▶ **Exercise description**:
Nothing outside the range is wanted. Repeat exactly the lines below from the one with "do you think?" through the one with "R2 press and healthcheck".

── Information shown ──

Issue #13569, opened 2016-07-12
Ad overlaying header


akash1810:
# ISSUE
Ad overlaying header.

## Steps to Reproduce
- Visit URL provided (see below)
- Wait for page to finish loading (with lightboxed image)
- Press esc to close lightbox
- Scroll to top of page
- Witness ad displaying over Guardian header (see Actual screenshot below)

## Actual Results (include screenshots)
![screen shot 2016-07-12 at 13 17 27](https://cloud.githubusercontent.com/assets/836140/16766600/f1b4f38a-4832-11e6-9308-29be4afe49f4.jpeg)

## Expected Results (include screenshots)
![screen shot 2016-07-12 at 13 17 49](https://cloud.githubusercontent.com/assets/836140/16766607/fb818d24-4832-11e6-8eea-cac8083a51d1.jpeg)

## URL
May require a few page refreshes...

https://www.theguardian.com/world/2016/jul/12/several-killed-as-two-trains-collide-in-southern-italy-puglia#img-1

## OS and Browser details

- Device: macbook
- Browser (inc version): Chrome 51.0.2704.103 (64-bit)
- OS: Yosemite

*Please add relevant labels*

JonNorman:
This is because the `top-banner-ad-container` element is set to `display: none` when the `body` element has the `has-overlay` class, which, when loading a page initially with a lightbox, it does. This in turn means that when the top-banner slot (which contains the ad) is measured, the height is 0 and so no extra space is added to the element.

Upon closing the lightbox, the overlay is removed, the `top-banner-ad-container` becomes visible again but there is no space for it to sit in.

Is it necessary to set `display: none` on the `top-banner-ad-container' when loading the page straight to an image fragment?

akash1810:
Good to know this logic.

> Is it necessary to set `display: none` on the `top-banner-ad-container` when loading the page straight to an image fragment?

As the lightbox isn't transparent and assuming the ad doesn't set a high `z-index`, I would say its not necessary.

PR #13995, opened 2016-08-15
Prevent top banner ad overlaying header

annebyrne:
## What does this change?

This stops the ad overlay on the header when exiting from a Lightbox. 
See: https://github.com/guardian/frontend/issues/13569
## Request for comment

@regiskuckaertz


regiskuckaertz:
yeah! 👍

PR #13998, opened 2016-08-15
Fix amp-youtube embed validation

jfsoul:
## What does this change?

Fixes amp validation on articles with youtube embeds.  We were still using the deprecated `video-id` attribute on `<amp-youtube>`.  This was previously only a warning from the validator, but with the latest release (12/8/16) it is now a failure.  Updating the validator version we store that would have detected this error.

Articles with youtube embeds pass validation.
## Request for comment

@SiAdcock


SiAdcock:
Very cool stuff, man 👍  💯

PR #14001, opened 2016-08-15
Fix font colour in immersive template

janua:
This fixes `.paidfor-box--header` and `.paidfor-box--text` when they appear in immersive gallery pages.

This situation also occurs on campaign minute articles and "heroic" articles; I'm not sure if I need to exclude these. 
@regiskuckaertz What do you think?

machines for living modernist american architecture in pictures art and design the guardian
witharticletext


regiskuckaertz:
Nearly there! The "paid content" and "About" labels should also have that colour. Otherwise, 👍

janua:
Now with updated `.paidfor-meta`!

darkmeta

PR #14002, opened 2016-08-15
Schedule jobs by duration

piuccio:
## What does this change?

Replace `scheduleEveryNSeconds`with `scheduleEvery` which takes a `Duration`. It's more versatile than having `scheduleEveryNMinutes` and `scheduleEveryNSeconds`

I don't feel like changing all `scheduleEveryNMinutes` now, maybe in a separate PR?

Kinda useless 😄 

R2 press and healthcheck
## Request for comment

@johnduffell

### DIFF
--- a/common/app/common/jobs.scala
+++ b/common/app/common/jobs.scala
@@ -5,10 +5,12 @@ import java.util.TimeZone
 import org.quartz.impl.StdSchedulerFactory
 import org.quartz._
 import play.api.Mode.Test
+
 import scala.collection.mutable
 import play.api.{Environment, Play}
 
 import scala.concurrent.Future
+import scala.concurrent.duration.Duration
 import scala.util.{Failure, Success}
 
 object JobsState {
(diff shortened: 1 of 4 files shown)


common/app/common/jobs.scala
```diff
@@ -5,10 +5,12 @@ import java.util.TimeZone
 import org.quartz.impl.StdSchedulerFactory
 import org.quartz._
 import play.api.Mode.Test
+
 import scala.collection.mutable
 import play.api.{Environment, Play}
 
 import scala.concurrent.Future
+import scala.concurrent.duration.Duration
```
johnduffell: the only thing I don't like about .seconds is the magical import

johnduffell:
fantastic, much improved:tada:

> Kinda useless 😄

no it's super valuable cos it makes the code more maintainable and your other PR simpler 👯 

👍 

and yes the minutes one is more complex, but hopefully just mechanical changes again... see how we feel

common/app/common/jobs.scala
piuccio: Do you prefer `Duration.create(5, "seconds")` ?

johnduffell: good suggestion I didn't know about that way... if "seconds" was checked at compile time (i.e. a constant or something) i would, however as a magic string I dislike this even more! 😞

janua:
:+1:

PR #14003, opened 2016-08-15
Commercial performance dashboard

rich-nguyen:
A first stab at a live dashboard for showing the real-user application start times of our commercial js system. The data is already in ElastiCache, so this PR pulls the data out through admin.


diagnostics/app/model/diagnostics/commercial/RedisReport.scala
```diff
@@ -42,7 +44,10 @@ class ExpiredKeyEventSubscriber(client: RedisClient, system: ActorSystem) extend
         reportData <- redisClient.get(RedisReport.dataKeyFromId(id))
       } {
         log.logger.info(s"writing report to s3 bucket, view id: $id")
-        S3CommercialReports.putPublic(s"commercial-client-logs/$id", reportData, "text/plain")
+
+        if (Configuration.environment.isProd) {
```
janua: Why do this here? It's not really uploading to S3 anymore. Maybe do it in the `callback`?

Why do you even need this anyway? Does it listen on `CODE`?

janua:
Why have `Report` instead of `CommercialReport`? (I know it's not in the PR)

Looks good :+1:

diagnostics/app/model/diagnostics/commercial/RedisReport.scala
rich-nguyen: ah i see, i'll move it to `callback`

PR #14004, opened 2016-08-16
Fix wrong sticky ad dimension

regiskuckaertz:
Before (notice the ad overlaps content):
picture 7

After:
picture 6

cc @guardian/commercial-dev


rich-nguyen:
👍

PR #14005, opened 2016-08-16
Do the nvm install step when nvm is already installed

sihil:
## What does this change?

The command that installs the relevant version of node (`nvm install`) is only run just after `nvm` itself has just been installed. This changes it so that `install_node` will run `nvm install` when `nvm` in already installed.

If a user already has `nvm` but has not worked on Frontend before (or when the version of node for Frontend is changed) then the developer is unlikely to have the specified version of node. By running `nvm install`, `setup.sh` will install node if necessary.

No

### DIFF
--- a/setup.sh
+++ b/setup.sh
@@ -18,10 +18,23 @@ installed() {
 }
 
 nvm_installed() {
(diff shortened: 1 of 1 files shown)


rich-nguyen:
👍

TBonnin:
👍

───

▶ **Exercise answer**:
@regiskuckaertz What do you think?

machines for living modernist american architecture in pictures art and design the guardian
witharticletext


regiskuckaertz:
Nearly there! The "paid content" and "About" labels should also have that colour. Otherwise, 👍

janua:
Now with updated `.paidfor-meta`!

darkmeta

PR #14002, opened 2016-08-15
Schedule jobs by duration

piuccio:
## What does this change?

Replace `scheduleEveryNSeconds`with `scheduleEvery` which takes a `Duration`. It's more versatile than having `scheduleEveryNMinutes` and `scheduleEveryNSeconds`

I don't feel like changing all `scheduleEveryNMinutes` now, maybe in a separate PR?

Kinda useless 😄 

R2 press and healthcheck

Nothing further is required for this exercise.